Thirteen Chairs Read online

Page 2


  “Who’s there?” he cried. He fumbled for matches, spilled most of them, and took three attempts to finally strike one. He held it high, trembling and twitching, as he turned two full circles on the spot, staring into the dimly revealed room. Finding no one there, he relit the candle and looked again. Nobody.

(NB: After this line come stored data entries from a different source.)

PR #1220, opened 2026-08-26
Declare that PeptideWithSetModifications.Parent shadows the base

acesnik:
🤖 Clears the CS0108 on `PeptideWithSetModifications.Parent`.

```csharp
// DigestionProduct.cs               [field: NonSerialized] public IBioPolymer Parent { get; protected set; }
// PeptideWithSetModifications.cs    public IBioPolymer Parent => Protein;
```

The derived property hides the base one without saying so. `override` is not available — the base is a plain auto-property, not virtual — so this adds `new`, which **changes nothing at all**. It states the shadowing that already happens, plus a comment recording where the two can disagree.

## They can disagree, and it looks deliberate

The base backing field is `[NonSerialized]`, so on a peptide read back from a serialized index it is null until `SetNonSerializedPeptideInfo` repopulates the protein, while `Protein` itself is restored. Members inherited from the base — `PreviousResidue`, `NextResidue`, `BaseSequence` — read the base field, so they see null where a caller reading `peptide.Parent` sees the protein.

That is a plausible reason for the property to exist, which is why this PR documents the split rather than removing it.

## What would be better, and why it is not here

Unifying the two — set the base field and drop this property, so every caller sees one value — is the better end state. It is not done here because it changes what base-typed callers observe and runs straight into the serialization behaviour above. That wants whoever owns `SetNonSerializedPeptideInfo` to confirm the intent first.

Solution builds clean and the warning is gone.

### DIFF
--- a/mzLib/Proteomics/ProteolyticDigestion/PeptideWithSetModifications.cs
+++ b/mzLib/Proteomics/ProteolyticDigestion/PeptideWithSetModifications.cs
@@ -220,7 +220,14 @@ namespace Proteomics.ProteolyticDigestion
         private string? _fullSequenceWithMassShifts;
         public string FullSequenceWithMassShifts => _fullSequenceWithMassShifts ??= this.FullSequenceWithMassShift();
 
-        public IBioPolymer Parent => Protein;
+        /// <summary>
+        /// Shadows <see cref="DigestionProduct.Parent"/> rather than overriding it, which is not
+        /// possible because the base property is not virtual. The two can disagree: the base backing
+        /// field is [NonSerialized], so it is null on a deserialized peptide until
+        /// SetNonSerializedPeptideInfo runs, while Protein is repopulated. Members inherited from the
+        /// base -- PreviousResidue, NextResidue, BaseSequence -- read the base field, not this.
+        /// </summary>
+        public new IBioPolymer Parent => Protein;
 
 
         /// <summary>


mzLib/Proteomics/ProteolyticDigestion/PeptideWithSetModifications.cs
```diff
@@ -220,7 +220,14 @@ public string SequenceWithChemicalFormulas
...
 
-        public IBioPolymer Parent => Protein;
+        /// <summary>
+        /// Shadows <see cref="DigestionProduct.Parent"/> rather than overriding it, which is not
+        /// possible because the base property is not virtual. The two can disagree: the base backing
+        /// field is [NonSerialized], so it is null on a deserialized peptide until
+        /// SetNonSerializedPeptideInfo runs, while Protein is repopulated. Members inherited from the
+        /// base -- PreviousResidue, NextResidue, BaseSequence -- read the base field, not this.
+        /// </summary>
+        public new IBioPolymer Parent => Protein;
```
trishorts, line 230: **The comment describes a divergence that can throw, and I would rather see it closed than described.**

The base members do not just read a different field — one of them is unguarded. `DigestionProduct` guards two of the three:

```csharp
public virtual char PreviousResidue => Parent is null ? '-' : ...   // :31
public virtual char NextResidue     => Parent is null ? '-' : ...   // :33
_baseSequence ??= Parent.BaseSequence.Substring(...)                 // :36  <- no guard
```

So on a deserialized peptide before `SetNonSerializedPeptideInfo` runs, `pwsm.Parent` returns a perfectly good `Protein` while `pwsm.BaseSequence` dereferences the null base field and throws. The shadowing is what makes that pair of behaviours possible to observe at once, and the window is real — that is the whole reason the comment exists.

The comment says overriding "is not possible because the base property is not virtual", which is true as written, but the base is in this repo:

```csharp
[field: NonSerialized] public IBioPolymer Parent { get; protected set; }   // DigestionProduct.cs:25
```

Making it `virtual` is in scope for mzLib. It is admittedly not a one-word change — the setter is `protected`, so an override has to carry both accessors rather than being a `=> Protein` expression body — but the result is that the base members and the derived property agree, which is what every reader already assumes and what this comment exists to warn them is false.

If that is too much for a documentation PR, entirely fair. In that case I would still rather the comment named the consequence rather than only the mechanism: something to the effect of *"until `SetNonSerializedPeptideInfo` runs, `Parent` is non-null while `BaseSequence` throws"*. As written, a reader has to go and notice the missing guard at `DigestionProduct.cs:36` themselves to work out why any of this matters.

trishorts (commented):
Good comment — the `[NonSerialized]` interaction is exactly the kind of thing that is invisible until it bites, and writing it down beats leaving the `new` bare. One question about whether documenting is the right end state here.

mzLib/Proteomics/ProteolyticDigestion/PeptideWithSetModifications.cs
trishorts: Refining my own comment above, because I checked the failure path and it is narrower than I made it sound.

`_baseSequence` is `protected string _baseSequence;` -- **not** `[NonSerialized]`. So it survives deserialization and `_baseSequence ??= Parent.BaseSequence...` short-circuits. For `BaseSequence` to throw, the peptide has to have been serialized *before anything ever read it* -- possible, since the digestion constructor passes `baseSequence: null` through to the base, but not the general case I implied.

And in the one real consumer it closes entirely. `MetaMorpheusTask.cs:1298` loads the index and repopulates in the same method:

```csharp
foreach (var peptide in peptideIndex)
    peptide.SetNonSerializedPeptideInfo(...);
return peptideIndex;
```

Nothing escapes in the divergent state, so no caller observes `Parent` non-null alongside a null base field.

That changes my recommendation rather than withdrawing it. Making `DigestionProduct.Parent` virtual is harder to justify for a state nobody can currently observe, so take the documentation option -- but have the comment say what the divergence *is* and that it is presently unobservable, rather than implying a live crash. Something like: *"until `SetNonSerializedPeptideInfo` runs, `Parent` is non-null while the base field is not; no current caller observes this, because MetaMorpheus repopulates in the same loop that deserialises."*

The unguarded `Parent.BaseSequence` at `DigestionProduct.cs:36` is still the odd one out next to the two guarded members, and still worth a guard on its own merits -- just not as this PR's problem.

trishorts (approved):
Checked every claim the comment makes against `Omics/Digestion/DigestionProduct.cs` on `smith/master`, since on a documentation PR the comment *is* the deliverable:

- `[field: NonSerialized] public IBioPolymer Parent { get; protected set; }` (:25) — not virtual, so `new` is the only option available, and stating it beats leaving a silent CS0108.
- `PreviousResidue` (:31), `NextResidue` (:33) and `BaseSequence` (:35-37) all read the base property, not the shadow. Correct as written.
- The `[field: NonSerialized]` / repopulated-`Protein` divergence is real.

My standing thread is a wording preference, not a defect — and I narrowed it myself last round after checking that `_baseSequence` is not `[NonSerialized]`, so nothing observable is at stake. I would still rather the comment named the consequence and said it is presently unobservable, but that is a suggestion and I am not holding the PR for it. Take it or leave it.

The unguarded `Parent.BaseSequence` at `DigestionProduct.cs:36`, sitting next to two guarded siblings, remains the odd one out. Not this PR's problem and not currently reachable, so I am not filing it — noting it so it is written down somewhere.

Approving.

  He cursed his foolishness, and his dreams, and made his way to bed, singing to himself—quite without thinking—a song from his childhood. He lit a second candle from the first, then climbed into the bed and, shivering at a chill he hadn’t previously noticed, drew the blankets up tight and listened attentively to the silence. Satisfied that he was most definitely alone, his grip upon the bedclothes gradually loosened and the tension in his body unwound. He closed his eyes, and his thoughts began to dissolve as sleep embraced him.

  Give it back.

  The voice was just as quiet and as clear. William’s eyes snapped open, but he was still alone. He trembled and shook. He knew the voice now. It was the voice of a dead man buried in a wood. He tried to convince himself he had been dreaming, but he knew that he had not.

  He took off the ring and shut it away in a drawer, but he did not sleep again that night. He did not hear the voice again, but he did not—could not—sleep.

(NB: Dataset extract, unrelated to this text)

PR #1222, opened 2026-08-27
Fix the Combinatorics spelling, and record why AreValid is coordinate-only

acesnik:
🤖 A spelling fix, a documentation comment, and a test. **No behaviour change: `AreValid`'s body is now byte-identical to master's.**

That is not what this PR started as, so the short history is worth having. It originally strengthened `AreValid` with two rules beyond the coordinate check — a real-change requirement and a modification-position check. @trishorts reviewed it, established that both were wrong, and both are gone. What is left is the part that turned out to be worth keeping: writing down *why* the predicate is as narrow as it is, so the next person does not make the same change.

  Sometime before dawn, he rose, dressed, and, without much thought, gathered together his most valuable and most necessary possessions into a satchel, and left the house. The ring, he left in the drawer: he wanted no part of it now. He walked out to the city limits with no idea where he was going, and when buildings gave way to countryside and farmland he still carried on, and on. He walked at a good pace, and without rest or sustenance, through the dawn, through the day, and through village after village until, after dusk, with no idea where he might be, he crept into a barn on some remote farm.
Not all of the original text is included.